My friend is in the hospital in mental health crisis.

He made a little journey to the Alex Fraser Bridge last week, stared into the void, and when the void stared back he went to use the suicide phone to call for help.

It was broken.
Thankfully, he chose to ride away instead of taking the broken phone as a sign he should end it. He got drunk, got into some altercations, and though he isn't quite sure how, he ended up in hospital.
One of the things that bothers and mystifies me about the way we treat folks in hospital in mental health crisis is that we take away their cell phones.

I would love for someone to explain to me why, cause it seems really ass-backwards to cut people off from those who love them
He texted me about his adventure on the bridge just after it happened, we went back and forth about it, and then all coms went dark.

It was scary. It took a mutual friend calling around to hospitals to confirm he was ok.

Cutting off communications harms everyone involved.
Anyway, my friend is resourceful, so he has figured out ways to keep a thin line of digital communications going - and he is bored and sad so he asked his friends to fax him messages to the ward.
The surprise of the nurses seeing faxes come in for him is giving him a lot of joy. He is asking us to send him pictures of specific things, like cats, and Sun Ra, and folks are obliging using email-to-fax services.

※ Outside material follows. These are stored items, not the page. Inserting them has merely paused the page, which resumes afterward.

PR #1634, opened 2023-12-27
Revert "CHECKOUT-6524: Fix Sentry client initialization to avoid conflict"

bc-peng:
# What

Reverts bigcommerce/checkout-js#1610.

# Why

Reverting this PR because `this.hub = createHub(clientOptions);` is not working in production and stopping Sentry from logging any issue.

An example of a production error message:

It is nice that we can reach him this way. But also sad.
Why do we treat people in mental health crisis like children? My friend is struggling, yes. But cutting him off from the world isn't doing anything for his struggles. Locking him in a ward with violent homophobes (he is queer) is not supporting him.
I spent time in wards like that when I was a teen. It did nothing to help me, or anyone around me. The food is bad and the company is worse.

So many just pretend to be okay so they can leave.

You don't really get any help. You are only "safe" in the loosest sense of the word.
My friend was hit by a car earlier this year, and ended up with a brain injury. He went from posting about his anger and suffering on FB to wanting to punch people.

He has begged his doctors for help, gone to the hospital, tried everything but he is not being supported.
I lived with him in my early 20s. He is a big kind teddy bear of a person. He suffered horrific childhood abuse, but it did not make him mean or hard at all, quite the contrary.

He has always been ready to defend himself - but never proactively violent. And he doesn't want to be
It has been hard to see him get progressively worse, despite him being as proactive as possible to get help for his condition.

The week before he stared at the void on the bridge, he went to hospital for help. Instead of help he got humiliated.
Here is some of what he wrote about it... they locked him up without food or water for 11 hours, stripped of his clothes, and given only a gown that was too small.
He also wrote this: "Folks I'm feeling rough... the last place I'll go ever again is the hospital in a crisis. Next time will be the last and will probably involve a bike, a bridge, a late night, and one last attempt to fly."

I'm thankful he couldn't do it. But next time?
I know that there isn't a simple solution for people like my friend. I've been suicidal. I know how bleak and impossible it feels. But I am having a hard time understanding how making the psych ward as awful as possible helps anything at all.
I, too would probably rather actually kill myself than subject myself to the dehumanizing nonsense that passes for treatment of people in crisis.

Feeling suicidal is awful. It's worse when you're surrounded by other people in crisis and cut off from people who love you.
When people reach out for help, they should be given a safe place to recover - and that place should be a nice place, with good food, where you are treated with kindness and dignity. Your support system should be part of recovery.

That's not the kind of supports we have. At all.
It's even worse with COVID. At least normally, people could visit my friend in hospital.

But now there are no visits, and they have not adjusted their policies to allow for other kinds of connection.

I am really worried that next time my friend won't be willing to try again.
Anyway, right now - the faxes are keeping my friend in good spirits. I am hopeful that I can convince him to come stay with me for a bit when he leaves hospital.

But I think that we really need to look at our approach to people in mental health crisis and make it better.